[Problem to solve]: Beneath this instruction is a block of data; output from it exactly the lines that run from the one containing "PR #1594, opened 2019-09-17" through the one containing "that user publicly.", inclusive.

[Source data]:
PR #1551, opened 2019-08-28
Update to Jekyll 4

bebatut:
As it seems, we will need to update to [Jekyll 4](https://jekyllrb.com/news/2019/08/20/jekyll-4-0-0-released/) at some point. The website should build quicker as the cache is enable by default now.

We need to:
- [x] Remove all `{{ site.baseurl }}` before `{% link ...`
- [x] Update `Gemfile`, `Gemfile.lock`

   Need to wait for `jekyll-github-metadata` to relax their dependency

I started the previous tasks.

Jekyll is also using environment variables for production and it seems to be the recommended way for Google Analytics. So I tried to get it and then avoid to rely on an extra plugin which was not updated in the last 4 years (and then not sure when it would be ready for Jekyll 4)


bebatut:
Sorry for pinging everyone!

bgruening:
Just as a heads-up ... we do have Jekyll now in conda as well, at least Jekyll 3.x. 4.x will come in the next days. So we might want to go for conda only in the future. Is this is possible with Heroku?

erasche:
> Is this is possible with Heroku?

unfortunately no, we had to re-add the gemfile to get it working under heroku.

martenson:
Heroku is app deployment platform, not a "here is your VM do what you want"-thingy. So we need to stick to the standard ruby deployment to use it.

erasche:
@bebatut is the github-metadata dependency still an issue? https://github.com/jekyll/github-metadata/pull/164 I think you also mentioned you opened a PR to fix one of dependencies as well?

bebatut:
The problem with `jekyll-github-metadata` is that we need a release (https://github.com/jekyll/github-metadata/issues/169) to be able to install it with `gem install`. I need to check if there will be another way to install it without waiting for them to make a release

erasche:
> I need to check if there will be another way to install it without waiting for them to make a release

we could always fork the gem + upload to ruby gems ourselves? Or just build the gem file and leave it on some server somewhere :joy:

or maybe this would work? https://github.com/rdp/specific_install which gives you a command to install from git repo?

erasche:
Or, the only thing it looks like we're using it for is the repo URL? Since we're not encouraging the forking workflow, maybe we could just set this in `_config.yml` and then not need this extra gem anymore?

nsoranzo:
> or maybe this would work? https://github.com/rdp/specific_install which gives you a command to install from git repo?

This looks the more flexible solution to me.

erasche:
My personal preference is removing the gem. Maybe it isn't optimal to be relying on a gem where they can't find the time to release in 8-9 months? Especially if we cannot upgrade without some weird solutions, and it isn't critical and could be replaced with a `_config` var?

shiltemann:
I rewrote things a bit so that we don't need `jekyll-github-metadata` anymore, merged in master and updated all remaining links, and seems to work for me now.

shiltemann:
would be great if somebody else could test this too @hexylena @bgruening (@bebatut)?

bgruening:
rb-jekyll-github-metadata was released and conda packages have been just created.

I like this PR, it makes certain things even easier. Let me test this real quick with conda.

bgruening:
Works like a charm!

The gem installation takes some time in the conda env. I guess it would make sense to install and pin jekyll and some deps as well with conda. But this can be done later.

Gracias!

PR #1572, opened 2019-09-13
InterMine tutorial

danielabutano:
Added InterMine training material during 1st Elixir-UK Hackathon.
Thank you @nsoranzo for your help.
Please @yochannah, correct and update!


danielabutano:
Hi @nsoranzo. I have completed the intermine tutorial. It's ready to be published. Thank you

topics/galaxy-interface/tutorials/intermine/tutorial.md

--

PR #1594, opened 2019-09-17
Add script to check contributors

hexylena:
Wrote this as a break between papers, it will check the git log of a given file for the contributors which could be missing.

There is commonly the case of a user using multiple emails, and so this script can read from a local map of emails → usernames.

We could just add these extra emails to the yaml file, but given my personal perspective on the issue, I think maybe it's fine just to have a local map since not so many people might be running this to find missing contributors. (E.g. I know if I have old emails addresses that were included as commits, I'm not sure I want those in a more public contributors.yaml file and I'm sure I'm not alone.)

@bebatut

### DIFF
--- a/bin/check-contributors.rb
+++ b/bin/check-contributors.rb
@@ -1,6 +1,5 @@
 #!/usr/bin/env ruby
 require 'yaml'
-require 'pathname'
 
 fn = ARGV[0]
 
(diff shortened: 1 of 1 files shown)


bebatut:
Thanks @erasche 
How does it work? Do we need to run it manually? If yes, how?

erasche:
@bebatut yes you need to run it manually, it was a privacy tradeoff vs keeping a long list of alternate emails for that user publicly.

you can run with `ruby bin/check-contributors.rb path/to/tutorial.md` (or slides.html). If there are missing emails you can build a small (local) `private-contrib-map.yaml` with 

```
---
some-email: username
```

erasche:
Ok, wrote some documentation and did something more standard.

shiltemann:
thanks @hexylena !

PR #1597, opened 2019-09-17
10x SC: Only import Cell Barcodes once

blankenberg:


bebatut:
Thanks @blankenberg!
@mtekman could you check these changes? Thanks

[Solution below]:
PR #1594, opened 2019-09-17
Add script to check contributors

hexylena:
Wrote this as a break between papers, it will check the git log of a given file for the contributors which could be missing.

There is commonly the case of a user using multiple emails, and so this script can read from a local map of emails → usernames.

We could just add these extra emails to the yaml file, but given my personal perspective on the issue, I think maybe it's fine just to have a local map since not so many people might be running this to find missing contributors. (E.g. I know if I have old emails addresses that were included as commits, I'm not sure I want those in a more public contributors.yaml file and I'm sure I'm not alone.)

@bebatut

### DIFF
--- a/bin/check-contributors.rb
+++ b/bin/check-contributors.rb
@@ -1,6 +1,5 @@
 #!/usr/bin/env ruby
 require 'yaml'
-require 'pathname'
 
 fn = ARGV[0]
 
(diff shortened: 1 of 1 files shown)


bebatut:
Thanks @erasche 
How does it work? Do we need to run it manually? If yes, how?

erasche:
@bebatut yes you need to run it manually, it was a privacy tradeoff vs keeping a long list of alternate emails for that user publicly.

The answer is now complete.